There are relatively few directorial challenges to Butterfly, especially since the entire opera takes place in a single setting—Cio-Cio San’s house.  There is also only one intermission, with Acts Two and Three separated by the famous “Humming Chorus” and an absence of stage action, as the two women quietly await Pinkerton’s arrival.  The opera’s closing scene is Puccini at his best, a composer who knew how to twist an audience’s emotions toward tragedy (Mimi’s demise in La boheme; the title character’s leap of death in Tosca) or triumph (Minnie and Dick riding off into the sunset in La fanciulla del West; Calaf’s successful wooing in Turandor).  But as directed by Keturah Stickann, the opera concludes on a flat and relatively emotionless note.  Even though most operagoers know what’s coming, the depth of musical drama and the action that culminates in Cio-Cio San’s suicide—she would rather die than survive after surrendering her son to Pinkerton and his American wife—has been done with greater passion in previous productions.

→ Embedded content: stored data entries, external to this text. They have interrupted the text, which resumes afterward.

PR #226, opened 2025-02-21
Release 0.3.0

jlaehne:
Release new version 0.3.0 following [releasing guide](https://github.com/LumiSpy/lumispy/blob/main/releasing_guide.md)

### Progress of the PR
- [x] Prepare release,
- [x] Changelog updated,
- [x] changelog verified,
- [x] test tag pushing in fork (see https://github.com/jlaehne/lumispy/actions/runs/13460214788/job/37613528129),
- [x] Released.

### DIFF
--- a/CHANGELOG.rst
+++ b/CHANGELOG.rst
@@ -9,6 +9,8 @@ and this project adheres to `Semantic Versioning <https://semver.org/spec/v2.0.0
 Changelog entries for the development version are available at
 https://lumispy.readthedocs.io/en/latest/changelog.html
 
+UNRELEASED
+==========
 
 .. towncrier-draft-entries:: |release| [UNRELEASED]
 
--- a/CHANGELOG.rst
+++ b/CHANGELOG.rst
@@ -14,6 +14,38 @@ https://lumispy.readthedocs.io/en/latest/changelog.html
 
 .. towncrier release notes start
 
+0.3.0 (2025-02-21)
+==================
+
+New features
+------------
+
+- Implement correct casting of :class:`~.signals.luminescence_transientspec.LumiTransientSpectrum` to either :class:`~.signals.luminescence_spectrum.LumiSpectrum` or :class:`~.signals.luminescence_transient.LumiTransient` when the signal dimension is reduced - previously, a :class:`~hyperspy.api.signals.Signal1D` object was returned. (`#205 <https://github.com/lumispy/lumispy/issues/205>`_)
+- Add functions :meth:`~.signals.luminescence_transientspec.LumiTransientSpectrum.spec2nav` and :meth:`~.signals.luminescence_transientspec.LumiTransientSpectrum.time2nav` to convert either `signal` dimension to a `navigation` dimension for efficient iteration over the respective axes. (`#223 <https://github.com/lumispy/lumispy/issues/223>`_)
+
+
+Enhancements
+------------
+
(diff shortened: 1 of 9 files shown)


ericpre (approved):

jlaehne:
DOI assignment failed in the new setup that was copied from the other extensions.
@ericpre do you have some tips what might be configered wrongly? I did the linking at zenodo only after the release, but then edited the release and managed that zenodo tried to create a doi, but failed with `"errors": "401 Bad credentials"`.
@jordiferrero is there a kind of owner/administrator status at zenodo for the package that you could activate for me?

jlaehne:
Something went wrong on the version setting with `setuptools-scm`

After updating with conda to v0.3.0, it outputs:
```
>>> import lumispy as lum
>>> lum.__version__                                                             
'0.0.0'
```

ericpre:
Just tried `pip install lumispy` in a new environment and it works fine, I get the correct version (`0.3.0`).
I suspect that you are importing from a local source and not the version installed in `site-packages` because it seems to go through the [code path using `setuptools_scm`](https://github.com/LumiSpy/lumispy/blob/d6463676b5aad4a0e6b8e6b7a6b1117e0fea0856/lumispy/__init__.py#L44C14-L46).

To get the correct version when running from a version controlled source, you need the latest tag, because `setuptools_scm` uses the tags to build the dev version.

jlaehne:
I confirmed with a colleague having a clean conda environment and no dev versions on the PC that the conda install indeed prints `0.0.0` as version, when `0.3.0` is installed.

(the other part indeed is due to my existing local installation).

ericpre:
In my comment [above](https://github.com/LumiSpy/lumispy/pull/226#issuecomment-2677912820), this was with the package on pypi.org. With the conda-forge package, I can reproduce the issue and it is fixed in https://github.com/conda-forge/lumispy-feedstock/pull/9.

ericpre:
> DOI assignment failed in the new setup that was copied from the other extensions. @ericpre do you have some tips what might be configered wrongly? I did the linking at zenodo only after the release, but then edited the release and managed that zenodo tried to create a doi, but failed with `"errors": "401 Bad credentials"`.

Zenodo will create a DOI when a Github release is created (see for example: https://docs.github.com/en/repositories/archiving-a-github-repository/referencing-and-citing-content). Changing the workflow itself shouldn't affect this process.
Could it be this "bad credentials" error is related to an expired token or something similar.

> @jordiferrero is there a kind of owner/administrator status at zenodo for the package that you could activate for me?

I suspect the required permission to be able to do that are on github. Could it be the "third-party application access policy" setting at the organisation level?. On my zenodo account, I can't enable/disable the lumispy one (but in comparison, I can for exspy):
image

jlaehne:
> I suspect the required permission to be able to do that are on github. Could it be the "third-party application access policy" setting at the organisation level?. On my zenodo account, I can't enable/disable the lumispy one (but in comparison, I can for exspy):

Thanks @ericpre for your help with both issues. I was able to enable LumiSpy on Zenodo, but  I realize that @jordiferrero is the only one currently with permissions on the organization level to check the access policy.

jlaehne:
> In my comment [above](https://github.com/LumiSpy/lumispy/pull/226#issuecomment-2677912820), this was with the package on pypi.org. With the conda-forge package, I can reproduce the issue and it is fixed in [conda-forge/lumispy-feedstock#9](https://github.com/conda-forge/lumispy-feedstock/pull/9).

Thanks, it fixed the version issue.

It was an unnecessarily disappointing ending.  On a much brighter note, the orchestra performed to its standard level of excellence.  Under maestro Ari Pelto’s baton they played with balance and sensitivity, in general doing a much better job of contrasting crescendos and pianissimos than some of the principal singers managed to achieve.  In his Opera Colorado debut, chorus master Andres Cladera should be proud of the cohesiveness shown by his small cadre of performers, both in their onstage and offstage singing.
The final two performances of Madama Butterfly are Friday evening (November 21) and Sunday afternoon (November 23).  Limited tickets remain for both performances.  The company concludes its two-production season in May 2015 with four performances of The Magic Flute (Die Zauberflöte) by W.A. Mozart, sung in German with English and Spanish subtitles.